Kirtley admitted to himself that this was a very good and valid point of view for Germans. He recognized its general source, for the Buchers, in the Dresden newspapers. But he did not enter into argument. He had satisfied himself that argument with Teutons, who do not have open minds, who are obsessed by fixed ideas bored into them, can only end in unpleasantness—a row. He had come to Germany to learn. It would be defeating this purpose to air what notions he might have.

In Villa Elsa itself a good deal of the feasting in April and May was carried on in the garden where flowers and dogs completed the picture, together with much open-air singing accompanied by the piano up in the salon. Were it not for the musical cult, it would have been difficult, Gard had concluded, to live in this household. As Anderson said, music had in a degree tamed the German "beast" of the north and made it possible to get on with him at all. Music rather than woman, religion, or the ideal of social intercourse, had partly softened him.

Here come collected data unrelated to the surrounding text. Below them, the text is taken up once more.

PR #1012, opened 2023-03-31
[chore] update readme and docs demos

### LINKED ISSUE #955: Accessibility issues with the codepen demos
### Summary:

Many of the demos currently listed have accessibility issues:

* [Minimal example](https://codepen.io/claydiffrient/pen/KNxgav) - once the modal is opened, `aria-hidden="true"` is set on the `<body>`. this also hides the modal itself (which is a child element of the `<body>`) from screen readers; when the modal is closed, focus is not returned explicitly to the "Trigger modal" button
* [Using setAppElement](https://codepen.io/claydiffrient/pen/ENegGJ) - same issues as the minimal example
* [Using inline styles](https://codepen.io/claydiffrient/pen/ZBmyKz) - when the modal is closed, focus is not returned explicitly to the "Trigger modal" button
* [Customizing the default styles](https://codepen.io/claydiffrient/pen/pNXgqQ) - while the `#1 modal` is fine, when triggering `#2 modal` the `<body>` is once again hidden with `aria-hidden="true"` and, as a result, the `#2 modal` is also hidden from screen readers

### Steps to reproduce:

 1. Use a screen reader
 2. Open the codepen demos
 3. Open/close the various modals

### Expected behavior:

* don't set `aria-hidden="true"` on the `<body>` itself, as this will hide *everything* from screen readers, including the dialog
* make sure that focus is returned to the button that first opened the modal

Review how the working demos like [Using inline styles](https://codepen.io/claydiffrient/pen/ZBmyKz) do it, and apply the same behavior to the broken demos.

neilhsmith:
Closes #955.

Changes proposed:

- Update the readme and doc's demos. Updating to a modern version of react-modal fixes the accessibility issues noted in the issue automatically.
- Remove the `setAppElement` example. A warning is now logged when the app element is not set so removed this one and instead setAppElement in all other demos.
- Add a new styled-components example.

The demos themselves have remained largely unchanged apart from converting to functional components. They are still styled simply and do not set any extra props. All demos are stored [in this CodePen collection](https://codepen.io/collection/jbxNWO).

Acceptance Checklist:

### DIFF
--- a/docs/examples/set_app_element.md
+++ b/docs/examples/set_app_element.md
@@ -1,7 +1,0 @@
-# Using setAppElement
-
-This example shows how to use setAppElement to properly hide your application from screenreaders and other assistive technologies while the modal is open.
-
-You'll notice in this example that the aria-hidden attribute is applied to the #main div rather than the document body.
-
-[setAppElement example](https://codepen.io/claydiffrient/pen/ENegGJ)
--- a/docs/examples/styled_components.md
+++ b/docs/examples/styled_components.md
@@ -1,0 +1,5 @@
+# styled-components
+
+To use styled-components you must override the default inline styles by providing a className and/or overlayClassName. You can then provide your own styled component to the contentElement and overlayElement props.
+
+[styled-components example](https://codepen.io/neilhsmith/pen/gOdJGxp?editors=1011)
--- a/README.md
+++ b/README.md
@@ -122,10 +122,10 @@ local development server using `npm start` or `yarn run start`.
 There are several demos hosted on [CodePen](https://codepen.io) which
 demonstrate various features of react-modal:
 
-* [Minimal example](https://codepen.io/claydiffrient/pen/KNxgav)
-* [Using setAppElement](https://codepen.io/claydiffrient/pen/ENegGJ)
-* [Using onRequestClose](https://codepen.io/claydiffrient/pen/KNjVBx)
-* [Using shouldCloseOnOverlayClick](https://codepen.io/claydiffrient/pen/woLzwo)
-* [Using inline styles](https://codepen.io/claydiffrient/pen/ZBmyKz)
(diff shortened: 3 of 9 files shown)


docs/examples/styled_components.md
```diff
@@ -0,0 +1,5 @@
+# styled-components
```
diasbruno, line 1: @neilhsmith +1 I was expecting an exemple with styled-components for a long time. Thanks!

docs/examples/set_app_element.md
```diff
@@ -1,7 +0,0 @@
-# Using setAppElement
```
diasbruno, line 1: Why this was removed?

diasbruno:
> Remove the setAppElement example. A warning is now logged when the app element is not set so removed this one and instead setAppElement in all other demos.

This needs to come back. `setAppElement` has been a hard feature to explain to users.

docs/examples/set_app_element.md
neilhsmith: Maybe I'm missing historical context but I removed it because it feels more of a requirement than a suggestion since a large warning is logged to the console when it's omitted and since every other example already included it. But if it's needed, then sure, I'll add it back in just a few.

diasbruno: Maybe the explaination is bad. `setAppElement` is a feature that is misused all the time.
Problem is that users always place the setAppElement together with the modal utilization, 
which causes problems when testing and others (i'll try to reference them).
Suggestions are welcome.

neilhsmith: OK, added back in. No strong suggestions, I just assumed `setAppElement` wasn't as strongly recommended in the past or something and might not be needed today.

diasbruno: Actually `setAppElement` must be used. Historically the default element that react-modal uses to add the `aria-hidden` attribute is wrong. By default it will use the `document.body` which will turn the whole page inaccessible.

The Bucher sons liked to come to table outdoors with spurs or side arms, and the Herr's favorite hunting equipment was often in evidence, recalling to him days of valiant sport. With their stiff and long strides they affected to be larger, greater, than other males. Supermen in the form of Goliaths! The women loved the sight of such warlike paraphernalia. Such things added zest to the joyous toast—Der Tag! But none of these heroes had yet killed anyone or anything, so far as Kirtley discovered.

In warm weather Villa Elsa did not relax in the matter of six daily repasts. Breakfast at half-past seven. Bread, slices of cold meat and something in addition, at eleven. Luncheon at one, hearty enough for a dinner. At half-past four helles beer and tea with Butterbrods. Dinner at seven. And on going to bed a fortifying supper of pigs' feet, sausage, cheese and other man-like delicacies, flooded with potations.

Gard had, after the months, adjusted himself somewhat to these conditions. He had become, he thought, more used to the German way of living. To get the best out of it, he realized that one must coarsen instead of refine the senses and aptitudes. Instincts should be strengthened, roughened, rather than checked or made more esthetic. The German puts a heavy hand on things. He takes big bites at existence. Thunderous might envelops and clouds his idea of perfection.